What you have to do: Your answer should repeat every line of the records below in which the word "that" appears.

━━━ Supplied records

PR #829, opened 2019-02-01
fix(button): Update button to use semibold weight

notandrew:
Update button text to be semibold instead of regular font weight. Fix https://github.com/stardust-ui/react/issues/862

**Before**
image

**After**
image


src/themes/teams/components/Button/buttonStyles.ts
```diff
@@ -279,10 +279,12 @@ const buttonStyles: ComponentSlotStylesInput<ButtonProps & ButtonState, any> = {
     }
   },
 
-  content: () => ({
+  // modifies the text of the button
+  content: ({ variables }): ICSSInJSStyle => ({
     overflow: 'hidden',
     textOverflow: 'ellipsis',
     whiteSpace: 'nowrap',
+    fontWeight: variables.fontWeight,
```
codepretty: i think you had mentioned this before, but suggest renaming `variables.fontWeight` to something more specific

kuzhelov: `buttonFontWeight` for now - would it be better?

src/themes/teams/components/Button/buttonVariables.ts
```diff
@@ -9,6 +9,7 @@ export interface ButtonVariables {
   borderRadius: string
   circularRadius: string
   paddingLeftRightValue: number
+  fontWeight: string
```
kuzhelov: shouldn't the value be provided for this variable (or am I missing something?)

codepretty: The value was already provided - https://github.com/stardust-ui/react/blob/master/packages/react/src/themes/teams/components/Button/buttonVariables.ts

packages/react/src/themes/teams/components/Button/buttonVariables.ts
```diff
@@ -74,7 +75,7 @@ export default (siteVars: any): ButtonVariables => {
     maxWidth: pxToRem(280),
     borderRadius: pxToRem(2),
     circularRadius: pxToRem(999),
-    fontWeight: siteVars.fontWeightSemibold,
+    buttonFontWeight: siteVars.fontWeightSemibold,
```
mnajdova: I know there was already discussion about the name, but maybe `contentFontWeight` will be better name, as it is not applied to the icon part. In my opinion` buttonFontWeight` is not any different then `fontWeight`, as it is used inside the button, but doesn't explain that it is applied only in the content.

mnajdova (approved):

━━━━━━
━━━ Supplied records

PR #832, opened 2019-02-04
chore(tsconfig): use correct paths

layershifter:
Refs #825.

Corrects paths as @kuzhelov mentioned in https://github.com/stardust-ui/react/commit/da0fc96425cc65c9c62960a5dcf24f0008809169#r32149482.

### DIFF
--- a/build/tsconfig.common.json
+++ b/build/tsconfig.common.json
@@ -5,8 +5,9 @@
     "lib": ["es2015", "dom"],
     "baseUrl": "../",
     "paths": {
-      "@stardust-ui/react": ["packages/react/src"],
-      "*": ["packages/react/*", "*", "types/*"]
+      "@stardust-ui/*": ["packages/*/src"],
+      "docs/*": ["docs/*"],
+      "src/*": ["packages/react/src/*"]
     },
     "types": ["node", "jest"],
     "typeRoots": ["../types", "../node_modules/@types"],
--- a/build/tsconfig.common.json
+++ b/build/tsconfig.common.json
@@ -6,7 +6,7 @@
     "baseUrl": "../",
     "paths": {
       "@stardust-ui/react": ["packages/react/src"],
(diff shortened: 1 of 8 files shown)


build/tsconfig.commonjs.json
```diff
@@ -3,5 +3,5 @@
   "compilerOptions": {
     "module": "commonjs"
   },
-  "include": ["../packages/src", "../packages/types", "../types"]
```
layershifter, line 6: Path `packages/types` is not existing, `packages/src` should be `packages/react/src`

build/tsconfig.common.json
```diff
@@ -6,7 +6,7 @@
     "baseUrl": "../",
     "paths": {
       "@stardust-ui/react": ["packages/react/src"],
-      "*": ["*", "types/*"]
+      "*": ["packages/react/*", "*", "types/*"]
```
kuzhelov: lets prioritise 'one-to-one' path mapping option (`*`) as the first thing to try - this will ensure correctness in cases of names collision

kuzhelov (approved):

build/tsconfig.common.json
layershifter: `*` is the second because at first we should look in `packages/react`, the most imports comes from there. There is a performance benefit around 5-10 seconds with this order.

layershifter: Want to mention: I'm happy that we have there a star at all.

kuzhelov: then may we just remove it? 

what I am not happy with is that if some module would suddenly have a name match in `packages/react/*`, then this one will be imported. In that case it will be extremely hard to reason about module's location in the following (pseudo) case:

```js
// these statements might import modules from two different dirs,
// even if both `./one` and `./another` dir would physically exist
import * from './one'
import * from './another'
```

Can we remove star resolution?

━━━━━━

Exercise output:
mnajdova: I know there was already discussion about the name, but maybe `contentFontWeight` will be better name, as it is not applied to the icon part. In my opinion` buttonFontWeight` is not any different then `fontWeight`, as it is used inside the button, but doesn't explain that it is applied only in the content.
layershifter: Want to mention: I'm happy that we have there a star at all.
what I am not happy with is that if some module would suddenly have a name match in `packages/react/*`, then this one will be imported. In that case it will be extremely hard to reason about module's location in the following (pseudo) case:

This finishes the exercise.